The Boston Home Decor Show

November 20th, 2016

Boston, Massachusetts

For exhibitors and visitors at the Boston Home Décor Show, in its third year at Boston’s Cyclorama building in the South End, the theme was juxtaposition—the sublime mix of antiques with the contemporary. Antiques and art met contemporary home design. There was much evidence overall of such blending, and dealers were gratified by highly successful results. Over the course of the four-day event, November 17-20, 2016, business was done and commissions and residual sales were robust.

The gala preview party on November 17 benefited DIFFA, Design Industries Foundation Fighting AIDS, and CRI, the Community Research Organization.

Throughout the show Trefler’s, the family-owned restorers of Newton, Massachusetts, provided complimentary restoration estimates for visitors’ heirlooms—photographs only.


From Cottage + Camp, North Egremont, Massachusetts, a pair of French iron armchairs was priced at $2200 and the baseball game board from the 1920s was $4500. A vintage Harvard subway sign repurposed as a tabletop was $1800. The gallery also showed a pair of fancy iron squirrel gates from the 1920s.


Furniture designer Dakota Jackson is also the designer in residence for Steinway & Sons, and he led a discussion of the ways in which people experience design. A reception by Boston gallery M-Geough Co. in its own booth followed his talk. M-Geough showed examples from Jackson’s new “Symphony Collection.”


Glen Leroux of Glen Leroux Antiques, Westport, Connecticut, chatted with a client.

Newbury, Massachusetts, dealer Joan R. Brownstein is well known in the antiques business as a dealer in first-rate American folk art portraits, paintings, and objects of interest since 1980. Her even longer career is less well known, however. For over 40 years Brownstein has been a working artist. At this show she decided to take a chance on a booth at the show and filled its walls with over 60 of her creations—cut-paper assemblages, colored pencil drawings, poured acrylic on board images, and photographic images, each offering deep study of its textural layers. Artists and designers loved her work. Brownstein’s poured acrylic images were priced at $2500 each. She also showed works in clay by Edwin and Mary Scheier, which she has collected for some time.

Market Stalls at the Boston Design Center, which had a booth at the show, provides antiques dealers space in a facility that presents mostly contemporary furniture and accessories from interior designers. Shoppers can see how the antique and the contemporary blend and enhance each other.

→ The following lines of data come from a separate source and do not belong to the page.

PR #2553, opened 2026-05-05
Align credential schema attribute handling in provisioning

### LINKED ISSUE #2633: Persist schema-defined credential attributes during registration provisioning
### Current Limitation

During registration flows, credential attributes can be prompted from the user based on the schema, but provisioning may still miss them when creating the user. This happens because credential persistence is limited to node inputs instead of using the full schema-defined credential attribute set.

### Suggested Improvement

Make credential provisioning schema-backed as well. Use credential attribute metadata from the user schema, with a requiredOnly option similar to non-credential attributes, so registration flows consistently prompt and persist credential fields defined in the schema.

Dilusha-Madushan:
### Purpose
This PR fixes registration provisioning when credential attributes are defined dynamically in the user schema. Previously, credential inputs could be prompted to the user but then be missed during user provisioning because the executor only persisted credential attributes based on node inputs instead of the schema-backed credential set.

This change also makes credential schema handling consistent with non-credential schema handling by exposing credential attribute metadata with a `requiredOnly` option and using that metadata in the provisioning executor when building dynamic prompt inputs.

### Approach
Updated the userschema contract to support `GetCredentialAttributeInfos(..., requiredOnly)` similar to `GetNonCredentialAttributes(..., requiredOnly)`, and propagated that change through the service layer and generated mocks.

In the provisioning executor, credential prompting and credential persistence are now handled as two explicit paths:
- Prompt-time credential resolution uses credential schema metadata, including required/display name information, so dynamic prompt inputs are built correctly.
- Provisioning-time credential persistence fetches schema credential attribute names and persists any available values from the execution context instead of limiting persistence to credential node inputs only.

The executor logic was also clarified by separating prompt-side non-credential and credential schema fetch helpers, and tests were expanded to cover:
- optional credential overridden to required by node input
- capped forwarded dynamic prompt inputs
- credential attribute persistence during provisioning
- required-only vs all-attributes behavior for credential schema metadata in schema and service layers

### Related Issues
- https://github.com/asgardeo/thunder/issues/2633

### Related PRs
- https://github.com/asgardeo/thunder/pull/2537

## Summary by CodeRabbit

* **New Features**
  * Enhanced provisioning prompts: separate required/optional credential and non-credential pools with max-per-prompt batching.
  * Improved password-field synchronization for forwarded inputs.

* **Bug Fixes**
  * Prevent re-prompting of already-present optional attributes.
  * Ensure promotions to password type don't mutate shared meta across runs.
  * Better error handling when credential attribute retrieval fails.

* **Tests**
  * Expanded tests for credential handling, prompting limits, and edge cases.

### DIFF
--- a/backend/internal/entitytype/model/schema.go
+++ b/backend/internal/entitytype/model/schema.go
@@ -113,21 +113,27 @@ func (cs *Schema) ValidateAsDisplayAttribute(name string) DisplayAttributeStatus
 	return DisplayAttributeValid
 }
 
-// AttributeInfo holds an attribute name, its required status, and its human-readable display label.
-// DisplayName may be empty when the schema definition omits the `displayName` field;
+// AttributeInfo holds an attribute name, its required and credential status, and its human-readable
+// display label. DisplayName may be empty when the schema definition omits the `displayName` field;
 // callers should fall back to Attribute when rendering a label.
 type AttributeInfo struct {
 	Attribute   string
 	DisplayName string
 	Required    bool
+	Credential  bool
 }
 
-// GetNonCredentialAttributes returns top-level properties not marked as credentials.
-// When requiredOnly is true, only required properties are included.
-func (cs *Schema) GetNonCredentialAttributes(requiredOnly bool) []AttributeInfo {
+// GetAttributes returns top-level properties filtered by the provided flags.
+// allowCredential includes credential properties; allowNonCredential includes non-credential
+// properties. When requiredOnly is true, only required properties are included.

Designers such as Jewett Farms + Co., Boston, which specializes in fine cabinetry, soapstone surfaces, and flooring, had a very productive show, which resulted in commissions of interest.

For information, see (www.bostonhomedecorshow.com) or call (617) 363-0405.


Landry & Arcari, Boston, Salem, and Framingham, Massachusetts.


Leonards Antiques, Seekonk, Massachusetts, refits and restores beds using vintage bedposts, rails, and headboards in the process. Leonards also sells antiques. The 19th-century Dutch embossed cushion mirror was tagged $8200, and the 18th-century Dutch inlaid marquetry tall chest was priced at $6800.


Market Stalls at the Boston Design Center provides antiques dealers a presence where designers and their clients can integrate antiques into contemporary interiors.


The 35-year-old gallery Sedia, Boston, specializes in furniture reproductions made in Italy of early 20th-century master designs in Bauhaus and mid-century work and more recently in late 20th-century established and Italian manufacturers. The Sedia booth was busy, and good commissions were made.


Bruce Emond of Village Braider Antiques, Plymouth, Massachusetts, writes up a sale.